Globular cluster formation with multiple stellar populations: self-enrichment in fractal massive molecular clouds

Abstract

Internal chemical abundance spreads are one of fundamental properties of globular clusters (GCs) in the Galaxy. In order to understand the origin of such abundance spreads, we numerically investigate GC formation from massive molecular clouds (MCs) with fractal structures using our new hydrodynamical simulations with star formation and feedback effects of supernovae (SNe) and asymptotic giant branch (AGB) stars. We particularly investigate star formation from gas chemically contaminated by SNe and AGB stars within MCs with different initial conditions and environments. The principal results are as follows. GCs with multiple generation of stars can be formed from merging of hierarchical star cluster complexes that are developed from high-density regions of fractal MCs.
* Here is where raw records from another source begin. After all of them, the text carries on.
Issue #10082, opened 2026-08-20
Site counts reporting zero


briand44:
https://iowaweb.slack.com/archives/C0164FNN1PV/p1787231805925239

More info:
https://github.com/uiowa/uiowa/pull/10036#issuecomment-5357954685

briand44:
## Grooming
 
**Quadrant:** 

Complicated

 **Discussion:**
 - subtle differences in how old `ume` worked vs `sn me`
 - Joe was able to get it to work with under the character limit
 - Trying to run in prod, was running into issues with any non-standard output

Feedback effects of SNe and AGB stars can control the formation efficiencies of stars formed from original gas of MCs and from gas ejected from AGB stars. The simulated GCs have radial gradients of helium abundances within the central 3 pc. The original MC masses need to be as large as 10^7 Msun for a canonical initial stellar mass function (IMF) so that the final masses of stars formed from AGB ejecta can be 10^5 Msun. Since star formation from AGB ejecta is rather prolonged (10^8 yr), their formation can be strongly suppressed by SNe of the stars themselves. This result implies that the so-called mass budget problem is much more severe than ever thought in the self-enrichment scenario of GC formation. and thus that IMF for the second generation of stars should be `top-light'.